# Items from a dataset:
PR #2785, opened 2025-04-29
Don't build for targets from test jobs

### LINKED ISSUE #2669: Too many copr builds triggered when tests jobs are defined
Working on re-triggering of failed tests, I realized we are triggering non needed copr builds.

```
jobs:
- job: copr_build
  trigger: pull_request
  identifier: latest
  targets:
  - fedora-latest-x86_64

- job: copr_build
  trigger: pull_request
  targets:
  - fedora-rawhide-x86_64
```
The above snippet is taken from [this PR](https://github.com/packit/hello-world/pull/2119); one copr build for `rawhide` and one for `f41` with `latest` identifier should be enough, instead we are triggering even the `rawhide` build in the copr repo with `latest` identifier and  the `f41` build in the copr repo with no identifier.
This is caused by the definition of tests jobs (not listed in the snippet) for which we are looking in all defined targets:

https://github.com/packit/packit-service/blob/d6b6a6e5fc8e934ed3d71444e0b82fc8e980df42/packit_service/worker/helpers/build/build_helper.py#L94-L96

**There are no issues for any user but we are wasting resources.**

---

There is also another issue related with the wrong `build_targets` count.

https://github.com/packit/packit-service/blob/d6b6a6e5fc8e934ed3d71444e0b82fc8e980df42/packit_service/worker/jobs.py#L359-L360

**We are submitting the wrong number of build_targets (for too many times) to the pushgateway.**
When there are multiple copr jobs defined and there is also at least one test job defined, we are submitting for every copr job and every test job the sum of all defined targets (since the CoprBuildJobHelper is initialized even for the tests jobs).
I think this is the cause of our wrong metrics #2430 (we have many more queued tasks than started or finished).

lbarcziova:
These should rather be explicitly configured in the build jobs as well. Otherwise, this results in potentially too many Copr builds being submitted when there are multiple build jobs defined.
Fixes #2669

Before getting this to prod, we will need to open PRs to affected repositories to not break their workflows.

RELEASE NOTES BEGIN

In test jobs, it is now explicitly required to include the targets needed for running build jobs; they will no longer be automatically deduced to prevent inconsistencies in creating build and test jobs.

RELEASE NOTES END

### DIFF
--- a/packit_service/worker/helpers/build/build_helper.py
+++ b/packit_service/worker/helpers/build/build_helper.py
@@ -86,16 +86,12 @@ class BaseBuildJobHelper(BaseJobHelper):
         """
         Return the configured targets for build job.
 
-        1. Use targets defined for build job and targets defined for test job.
+        1. Use targets defined for build job.
         2. Use "fedora-stable" alias if neither defined.
         """
         targets = set()
         if self.job_build:
             targets.update(self.job_build.targets)
-
-        for test_job in self.job_tests_all:
-            if not test_job.skip_build:
-                targets.update(test_job.targets)
 
         if (
             self.job_type_build == JobType.copr_build
--- a/tests/unit/test_build_helper.py
+++ b/tests/unit/test_build_helper.py
@@ -260,7 +260,7 @@ def _mock_targets(jobs, job, job_type):
                 ),
             ],
             (JobConfigTriggerType.pull_request, ProjectEventModelType.pull_request),
-            set(STABLE_VERSIONS),
+            {"fedora-stable"},
             id="test_with_targets",
         ),
         pytest.param(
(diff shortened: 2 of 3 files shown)


mfocko (approved):

mfocko:
I guess blocked on updating the affected configs, therefore adding the label

lbarcziova:
hi @martinpitt. We have been discussing other possibilities, as we realise this makes the setup a bit worse, but it looks this is most straightforward solution to the issue without creating another possible corner case issues. 

But thinking about your config, I think a separate `copr_build` job with using the aliases should work as well, I will play with that and push the changes to the PR. The `<<` syntax doesn't work as it is supported for maps and not lists.

mfocko:
I didn't expect this to get even worse :D

Issue #2713, opened 2025-02-11
Run package-specific tests on Fedora dist-git pull requests


lachmanfrantisek:
Similarly to the upstream testing, users can have a custom tmt setup for their project.

The task of this is to run custom tmt tests when they are present. Unlike with upstream, we need to run both default checks (e.g. installability) AND the package-specific ones.

*This is a part of the phase 3 of https://github.com/packit/packit-service/issues/2692*

PR #2792, opened 2025-05-06
Run custom tests on dist-git pull requests

nforro:
Fixes https://github.com/packit/packit-service/issues/2713.

---

A couple of notes:

- I've set initiator to `packit-fedora-ci` (thanks @mfocko for the suggestion), is that ok, should it be `packit` or `fedora-ci`?
- The check name is `custom test(s)`, the original Fedora CI calls it `dist-git test`, is that ok?

---

RELEASE NOTES BEGIN

Packit now runs custom TMT tests as part of CI on dist-git pull requests.

RELEASE NOTES END

### DIFF
--- a/packit_service/worker/helpers/testing_farm.py
+++ b/packit_service/worker/helpers/testing_farm.py
@@ -1385,7 +1385,9 @@ class DownstreamTestingFarmJobHelper:
             msg = "We were not able to map distro to TF compose."
             return TaskResults(success=False, details={"msg": msg})
 
-        payload = FEDORA_CI_TESTS.get(test_run.data["fedora_ci_test"])(self, compose)
+        payload = FEDORA_CI_TESTS.get(test_run.data["fedora_ci_test"])(
+            self, distro=test_run.target, compose=compose
+        )
 
         endpoint = "requests"
 
@@ -1408,7 +1410,7 @@ class DownstreamTestingFarmJobHelper:
         )
 
     @implements_fedora_ci_test("installability")
-    def _payload_installability(self, compose: str) -> dict:
+    def _payload_installability(self, distro: str, compose: str) -> dict:
         git_repo = "https://github.com/fedora-ci/installability-pipeline.git"
         git_ref = (
             commands.run_command(["git", "ls-remote", git_repo, "HEAD"], output=True)
@@ -1416,13 +1418,13 @@ class DownstreamTestingFarmJobHelper:
             .split()[0]
         )
 
-        if self.koji_build.target == "rawhide":
+        if distro == "fedora-rawhide":
             # profile names are in "fedora-N" format
             # extract current rawhide version number from its candidate tag
             candidate_tag = self.koji_helper.get_candidate_tag("rawhide")
             profile = re.sub(r"f(\d+)(-.*)?", r"fedora-\1", candidate_tag)
         else:
-            profile = compose.lower()
+            profile = distro
 
         return {
             "api_key": self.service_config.testing_farm_secret,
--- a/packit_service/worker/helpers/testing_farm.py
+++ b/packit_service/worker/helpers/testing_farm.py
@@ -1343,7 +1343,7 @@ class DownstreamTestingFarmJobHelper:
 
     @staticmethod
     def get_check_name(test_name: str) -> str:
-        return f"Packit - {test_name} test"
+        return f"Packit - {test_name} test(s)"
 
     def report(
         self,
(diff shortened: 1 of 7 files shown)


packit_service/worker/helpers/testing_farm.py
```diff
@@ -1408,21 +1410,21 @@ def prepare_and_send_tf_request(
...
+    def _payload_installability(self, distro: str, compose: str) -> dict:
         git_repo = "https://github.com/fedora-ci/installability-pipeline.git"
         git_ref = (
             commands.run_command(["git", "ls-remote", git_repo, "HEAD"], output=True)
             .stdout.strip()
             .split()[0]
         )
 
-        if self.koji_build.target == "rawhide":
+        if distro == "fedora-rawhide":
```
mfocko, line 1428: Any specific reason why you switched? :eyes:

packit_service/worker/helpers/testing_farm.py
```diff
@@ -1459,6 +1459,49 @@ def _payload_installability(self, distro: str, compose: str) -> dict:
             },
         }
 
+    @implements_fedora_ci_test(
+        "custom",
+        skipif=lambda service_config, project, metadata: not project.get_file_content(
+            path=".fmf/version", ref=metadata.commit_sha
+        ),
```
mfocko, line 1466: Won't work, this raises

https://github.com/packit/ogr/blob/f68be67a30293c39970fc219feca1323dc831bd8/ogr/services/pagure/project.py#L474-L475

packit_service/worker/helpers/testing_farm.py
```diff
@@ -1459,6 +1459,49 @@ def _payload_installability(self, distro: str, compose: str) -> dict:
...
+                    },
+                    "artifacts": [
+                        {"id": self.koji_build.task_id, "type": "fedora-koji-build"},
+                    ],
+                    "tmt": {
+                        "context": {
+                            "distro": distro,
+                            "arch": "x86_64",
+                            "trigger": "commit",
+                            "initiator": "packit-ci",
```
mfocko, line 1492: As for the question in the description, I'm not sure if tmt/TF validates the `initiator` value, but IMO this should be eventually switched to `fedora-ci` and also Packit is CI anyways, so… maybe `packit-fedora-ci` would be good substitute for now

packit_service/worker/helpers/testing_farm.py
nforro: It makes no difference here, but it does below (lowercased compose might not always be correct, distro is a better bet), so the change here is just for consistency sake.

packit_service/worker/helpers/testing_farm.py
nforro: Oh, I must be blind, I thought I "copied" this:

https://github.com/packit/packit-service/blob/6e158b33e6dfe5c3a5c8bf2d8c57ea34d3a503c8/packit_service/worker/helpers/testing_farm.py#L658-L665

packit_service/worker/helpers/testing_farm.py
nforro: I don't think it validates it, but some test plans may rely on it, I think we have even some such condition in specfile (not to run certain tests on dist-git PRs, only in upstream CI). `packit-fedora-ci` sounds good.

mfocko (approved):

packit_service/worker/helpers/testing_farm.py
```diff
@@ -1450,6 +1459,60 @@ def _payload_installability(self, compose: str) -> dict:
...
+                    },
+                    "artifacts": [
+                        {"id": self.koji_build.task_id, "type": "fedora-koji-build"},
+                    ],
+                    "tmt": {
+                        "context": {
+                            "distro": distro,
+                            "arch": "x86_64",
+                            "trigger": "commit",
+                            "initiator": "packit-fedora-ci",
```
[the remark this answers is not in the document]
nforro: That was my concern as well, on the other hand until the original Fedora CI is deprecated we would have two services and no way to differentiate between them (but maybe that's not a concern).

@packit/the-packit-team WDYT? Should I change it to `fedora-ci`?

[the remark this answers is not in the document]
lbarcziova: +1 for changing to `fedora-ci` for the compatibility.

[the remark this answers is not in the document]
nforro: https://github.com/packit/packit-service/pull/2803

# INSTRUCTIONS FOR THE TASK:
Lines containing the string "shortened" above: how many are there? Answer with the number only.

# ANSWER BELOW:
2